55 If Mr Khan seriously believed all of the blame for the confrontation at the toolbox meeting was not his and the female employees' conduct was inappropriate as he had complained that it was, it was open to Mr Khan to step back from his position of having nothing to apologise for and at the same time seek undertakings that the female employees also behave appropriately in the future. But Mr Khan offered no compromise.
56 Part of the reason for the perversity of Mr Khan's stance may have been the support he was receiving from his union organiser, Mr Hansen. Commissioner Cambridge commented that the NUW's involvement was unfortunate in that it did not assist in the resolution of the conflict and the issues were exacerbated. Indeed, we consider that was so. The Union's role was ill-advised and most unhelpful. The responsible course would have been to advise Mr Khan to retreat from the position he had adopted, to apologise and undertake not to repeat his conduct, thereby perhaps saving his employment. It was an error of judgment on Mr Hansen's part to support Mr Kahn's position.
57 Regardless, however, of the NUW's role it was always open to Mr Khan, a man of firm opinion and character, to make out his own case. It would appear that whilst Mr Hansen acted on behalf of Mr Khan in discussions with the respondent on 5 and 6 July, the appellant also spoke when he chose to but not in a conciliatory way. In the course of the discussion on 6 July Mr Khan referred to Mr Powell as a "low life"; not a comment that would have won support for the appellant's increasingly precarious position but rather one designed to further insult. Mr Khan was contemptuous of the opportunity that had been offered to him to perhaps save his job.

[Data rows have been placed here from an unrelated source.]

Issue #247, opened 2016-10-26
Change Outbound Foreignkey Heuristics


RFSH:
Currently we apply [heuristics for outbound foreignkeys](https://github.com/informatics-isi-edu/ermrestjs/blob/master/doc/heuristics.md#outbound-references) when [`visible-columns` annotation](https://github.com/informatics-isi-edu/ermrest/blob/master/user-doc/annotation.md#2016-visible-columns) is not defined on the Table. We should apply the heuristics even if this annotation is defined on the Table.

PR #277, opened 2016-11-10
Outbound Foreign Key Heuristics

RFSH:
This PR addresses #247.

Merging this PR will break some of the chaise test cases in record as we're validating the value of some foreign key columns.

### DIFF
--- a/js/core.js
+++ b/js/core.js
@@ -1464,6 +1464,8 @@ var ERMrest = (function (module) {
         this._columns = [];
 
         this._table = table;
+
+        this._contextualize_cached = {}; // cache the result for the cases that origFKR is null
     }
 
     Columns.prototype = {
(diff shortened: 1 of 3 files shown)


js/core.js
```diff
@@ -1539,80 +1541,115 @@ var ERMrest = (function (module) {
...
-                                colFound = true;
+                    }
+                } else { // columns
+
+                    // (annotation: column name)
+                    if (typeof col == "string" && !(col in consideredColumns)) {
+                        // find the corresponding column
+                        for (j = 0; j < this.length(); j++) {
+                            if (this.getByPosition(j).name == col) {
+                                col = this.getByPosition(j);
```
shinyichen: Could you have done this with this.get(col) instead of the loop? Just to simplify the code.

shinyichen:
The update looks fine to me.

PR #283, opened 2016-11-15
Expand association table linkage to create and entry contexts

RFSH:
Related Issue in chaise: [chaise-768](https://github.com/informatics-isi-edu/chaise/issues/768).

Currently in `contextualize.entryEdit`, if the reference is actually an association related reference, we contextualize based on the association reference; rather than the current reference. 

Since chaise is using `contextualize.entryCreate` instead, this PR will expand this behaviour to all the entry contexts (`contextualize.entryEdit`, `contextualize.entryCreate`, and `contextualize.entry`).


howdyjessie:
Looks good to me, merging now.

Issue #278, opened 2016-11-14
Allow generated annotation at table-level and schema-level


hongsudt:
Allow generated annotation at table-level and schema-level and expose as generated property on table, disabling creation and edition of new records in GUI.

@robes @karlcz should we add this logic into canCreate, canEdit, and canDelete? I think Chaise already checks this functions before showing the creation/deletion button.

PR #284, opened 2016-11-15
Generated schema and table 

shinyichen:
Address issue #278 
When table or schema has annotation `generated`, permission for create/update/delete should be false.


RFSH:
Looks good to me, I am merging it.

58 The appellant claimed that the Commissioner erred in failing to consider the appropriateness of the punishment given to him in light of the appellant's supervisor being given a verbal warning in circumstances where the supervisor supported the appellant's comments regarding women at the toolbox meeting. The supervisor, Mr Wong was under the mistaken impression Mr Kahn was joking and joined in the joke. It became evident to Mr Wong that in fact Mr Kahn was not joking and he agreed later with Mr Meller he should have taken more decisive action to prevent the situation in the toolbox meeting from escalating. Mr Wong was given a strong warning by Mr Hawes and acknowledged his mistake. Mr Wong had no history of conduct requiring disciplinary measures to be taken against him. The respondent's treatment of Mr Wong is readily distinguishable from the action it took in respect of Mr Kahn.
59 The appellant claimed the Commissioner erred in finding the respondent had engaged in a careful and highly commendable evaluation in deciding to terminate him. At [49] of his decision Cambridge C found:
Rather than react in a hasty or ill conceived way, the employer adopted a careful and highly commendable evaluation of the circumstances. The employer assessed the applicant's misconduct having regard for various factors including the applicant's poor employment record balanced against his long service and general competence.